Action item: Go through the data and copy each line where the string "something" appears.

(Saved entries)
════════════════════

PR #1296, opened 2020-08-31
Mahesh_Coding_Exam_31_Aug_40Mins

MaheshKJun20:
image

### DIFF
--- a/src/maheshKJun20/ValidateAtmPin.java
+++ b/src/maheshKJun20/ValidateAtmPin.java
@@ -1,0 +1,79 @@
+package maheshKJun20;
+
+public class ValidateAtmPin {
+	
+	void validatePin(String pin) {
+		if (validateLength(pin)) {
+			if (validateDigit(pin)) {
+				if (validateNumRepitition(pin))
+					if (validateAscendingOrder(pin) || validateDescendingOrder(pin))
+						System.out.println("ATM pin " + pin + " is Valid");
+					else
+						System.out.println("Invalid pin. Order Should be Ascending or Desending");
+			}				
+		}		
+	}
+	
+	boolean validateLength(String pin) {
+		if (pin.length() == 4)
+			return true;
+		else {
+			System.out.println("Invalid pin. Length of pin: " + pin.length());
+			return false;
+		}
+	}
+	
+	boolean validateDigit(String pin) {
+		for (int index=0; index<pin.length();index++) {
+			if(!Character.isDigit(pin.charAt(index))){
+				System.out.println("Invalid pin. Invalid character in the pin '" + pin.charAt(index) + "'");
+				return false;
+			}
+		}
+		return true;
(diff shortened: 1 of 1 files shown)


src/maheshKJun20/ValidateAtmPin.java
```diff
@@ -0,0 +1,79 @@
...
+		if (pin.length() == 4)
+			return true;
+		else {
+			System.out.println("Invalid pin. Length of pin: " + pin.length());
+			return false;
+		}
+	}
+	
+	boolean validateDigit(String pin) {
+		for (int index=0; index<pin.length();index++) {
```
KrishnaKTechnocredits, line 27: Instead of writing loop you can use try catch --> NumberFormateException
Think about it.

src/maheshKJun20/ValidateAtmPin.java
```diff
@@ -0,0 +1,79 @@
...
+			if(!Character.isDigit(pin.charAt(index))){
+				System.out.println("Invalid pin. Invalid character in the pin '" + pin.charAt(index) + "'");
+				return false;
+			}
+		}
+		return true;
+	}
+	
+	boolean validateAscendingOrder(String pin) {
+		for (int index=0; index<pin.length();index++) {
```
KrishnaKTechnocredits, line 37: within single loop we can do it. why do we compare all numbers.
just compare first to second index, second to third and so on.. think about it .. you dont need to compare all 1 number with all previous numbers.. share your thoughts.

src/maheshKJun20/ValidateAtmPin.java
```diff
@@ -0,0 +1,79 @@
...
+					return false;
+				}
+			}
+		}
+		return true;
+	}
+	
+	boolean validateNumRepitition(String pin) {
+		for (int index=0; index<pin.length();index++) {
+			for (int innerIndex=index+1; innerIndex<pin.length();innerIndex++) {
```
harshvegada, line 62: why do we need two for loop here?
we can do using one right

use indexOf & lastIndexOf

harshvegada (approved):
pls check once

src/maheshKJun20/ValidateAtmPin.java
MaheshKJun20: @harshvegada  - Yes, one loop with indexOf and lastIndexOf method would have been a better solution to this. Noted and will amend the changes. Thanks for the feeback

src/maheshKJun20/ValidateAtmPin.java
MaheshKJun20: @KrishnaKTechnocredits  - Yes Krishna, That would have been more appropriate solution for this. Will update the changes. 
For NumberFormatException - Realized it after submition. Will update that as well in the code.
Thanks for the Feedback.

PR #682, opened 2016-03-31
Feature/Self Contained Apps (SCAs)

alexhayes:
This is something that I've been doing for a while now and it's not uncommon to the way a lot of frameworks are structured, for good reason. As outlined in the README;

> The idea of a Self Contained App (SCA) is that you can keep everything specific to an section of your project within the one directory and not have pieces spread out all over the file system. This partitioning is similar to the concept of an app in [Django](https://docs.djangoproject.com/en/1.9/intro/tutorial01/#creating-the-polls-app) (among others).
> 
> There are a number of advantages to using SCAs;
> 
> - Less spread of naturally grouped items across the project file system.
- Easier to [code split](https://webpack.github.io/docs/code-splitting.html) the project.
> - Refactoring becomes much easier because everything is contained in the SCA.
> - Import using relative paths within the SCA rather than nested folders from the project root.
> 
> ```
...
...
├── src                      # Project source code
|   ├── apps                 # Split your project up into Self Contained Apps
|   │   └── home             # Home app
|   |       ├── components   # Home app React Components (generally Dumb components)
|   |       ├── views        # Home app components that live at a route
|   |       ├── tests        # Home app unit tests
|   |       ├── reducers.js  # Home app Redux reducer
|   |       └── routes.js    # Home app ReactRouter Routes
...
...
```

Happy to squash down to a single commit if desired but my intention was to open this so that the feature could be discussed with possible changes.


alexhayes:
And obviously I'll fix up the tests :)

justingreenberg:
this is great—i'm working on something very similar. i will open a PR later tonight when i have a few minutes... @davezuko any initial reaction to this concept?

davezuko:
@alexhayes this is great, thanks for the contribution! To contain the discussion, I suggest we all contribute to https://github.com/davezuko/react-redux-starter-kit/pull/684.

PR #683, opened 2016-04-01
fix(travis): error in travis. "npm run deploy" set node_env to production by default

rsilvestre:
by creating "npm run deploy:no-env", we don't set node_env to production by default and let the user (travis) change this env from dev to prod to test all the deployment type


davezuko:
Wow, I can't believe this slipped by for so long (granted it probably cropped back up after the re-introduction of better-npm-run). Thank you!

davezuko:
Also, going to just make this the default (`no :no-env`) and add helpers for dev and staging.

davezuko:
Squashed the extra merge commits and made some tweaks, check out https://github.com/davezuko/react-redux-starter-kit/pull/689. Your original commit is still in there, thanks again for catching this :tada: .

PR #685, opened 2016-04-01
'/' path for 'compiler_public_path' has been added.

softage0:
'/' path for 'compiler_public_path' has been added since compiled assets are unable to be loaded when the param-included route URL directly accessed.

This change adds '/' in front of URL that presents the location of complied assets in 'index.html' in 'dist' directory.

### DIFF
--- a/config/_base.js
+++ b/config/_base.js
@@ -30,7 +30,7 @@ const config = {
   compiler_hash_type       : 'hash',
   compiler_fail_on_warning : false,
   compiler_quiet           : false,
-  compiler_public_path     : '',
+  compiler_public_path     : '/',
   compiler_stats           : {
     chunks : false,
     chunkModules : false,


davezuko:
I feel like there was a reason for leaving this blank originally... let me think about it for a little but, and if I can't figure out a counter argument we can get this merged. Thanks.

softage0:
Yep, it could be technically the issue of `react-router` or `react-router-redux`.
My solution might be makeshift way :)
Hope you find a counter argument and I think it must be resolved since this issue could be encountered often.

MarcusOhman91:
+1, changed this in my project a week ago already and haven't stumbled upon any issues

davezuko:
This has been merged: https://github.com/davezuko/react-redux-starter-kit/commit/17fd5c2ee5042581d9b7fc5676ca0bbe444b4838.

PR #689, opened 2016-04-02
Fix/deploy env

davezuko:


rsilvestre:
Smart, it's better like that

Issue #697, opened 2016-04-06
Can't run test with fbjs 0.8.0


Freddy03h:
## Issue
Hello, I installed Draft.js on my project, a _Rich Text Editor by Facebook_ : https://facebook.github.io/draft-js/
And this project has the particularity to be dependent of **fbjs@0.8.0-alpha.2**

And since, test doesn't run anymore, when I `npm run test`, I've got the following error : 
```
START:
06 04 2016 17:53:21.039:INFO [karma]: Karma v0.13.22 server started at http://localhost:9876/
06 04 2016 17:53:21.071:INFO [launcher]: Starting browser PhantomJS
06 04 2016 17:53:22.960:INFO [PhantomJS 2.1.1 (Mac OS X 0.0.0)]: Connected on socket /#gba2WCoQqyELMJKhAAAA with id 86581400
PhantomJS 2.1.1 (Mac OS X 0.0.0) ERROR
  TypeError: undefined is not a constructor (evaluating 'query.startsWith(name)')
  at /Users/freddy/Desktop/react-redux-starter-kit/tests/test-bundler.js:91609 <- webpack:///~/draft-js/~/fbjs/lib/UserAgent.js:35:0

Finished in 0.654 secs / 0 secs

SUMMARY:
✔ 0 tests completed
```
## How to reproduce
You can reproduce it on a new project, after cloning the starter kit : `npm install draft-js --save` and add dependancies of this lib to a view, for example add the following code to `src/views/HomeView/HomeView.js` : 
```
import {
  Editor,
  EditorState,
  RichUtils,
  Entity,
  CompositeDecorator,
} from 'draft-js'
```
and `npm run test`

## related ?
I don't know if it's an issue related to this project, or directly related to fbjs or maybe phantomjs. So, sorry if it's not related to this project.

I also noticed that react@15.0.0 will use fbjs@0.8.0 https://github.com/facebook/react/blob/master/package.json#L38
So it will be also problematic for the react update.

Freddy03h:
Ok, thank's to the great help of @zpao on this issue https://github.com/facebook/fbjs/issues/133#event-617440260

I fixed the issue by adding `babel-polyfill` to the `karma.conf.js` file.

davezuko:
[...]

PR #698, opened 2016-04-06
Use babel-polyfill instead of phantomjs-polyfill in karma.conf

Freddy03h:
Phantom doesn't include some new method in ES6. We need to include a polyfill for some of these things in karma.conf file for running test.

Related issue : https://github.com/davezuko/react-redux-starter-kit/issues/697

### DIFF
--- a/build/karma.conf.js
+++ b/build/karma.conf.js
@@ -9,7 +9,7 @@ debug('Create configuration.')
 const karmaConfig = {
   basePath: '../', // project root in relation to bin/karma.js
   files: [
-    './node_modules/phantomjs-polyfill/bind-polyfill.js',
+    './node_modules/babel-polyfill/dist/polyfill.js',
     {
       pattern: `./${config.dir_test}/test-bundler.js`,
       watched: false,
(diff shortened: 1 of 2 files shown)


davezuko:
Thanks for the PR. There is a note in the README with [information about babel-polyfill](https://github.com/davezuko/react-redux-starter-kit#babel-polyfill), but perhaps it would be better to just include it. If we _do_ end up including it, I'd like to include it in both the main bundle _and_ the test suite so the environments match.

davezuko:
Will be merging this, just have a few other things lined up first. :tada:

Freddy03h:
I also think we should add `babel-polyfill` to the webpack config for the main bundle, as you say.

And maybe add also a fetch polyfill ?

davezuko:
Still considering this... I can honestly see it going either way.

Freddy03h:
Do you want me to update the PR to add `babel-polyfill` in the webpack config ?

davezuko:
@Freddy03h sure, can you add it to the webpack entry point in the default bundler as well as in the karma configuration? Then we can get this merged.

davezuko:
Implemented with https://github.com/davezuko/react-redux-starter-kit/commit/fedfd79f0795cb0aa561424d28ce3334be3e878b. Had to add it to the app since we were getting a bunch of issues from people not understanding problems in IE.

════════════════════

Reply to the task:
This is something that I've been doing for a while now and it's not uncommon to the way a lot of frameworks are structured, for good reason. As outlined in the README;
this is great—i'm working on something very similar. i will open a PR later tonight when i have a few minutes... @davezuko any initial reaction to this concept?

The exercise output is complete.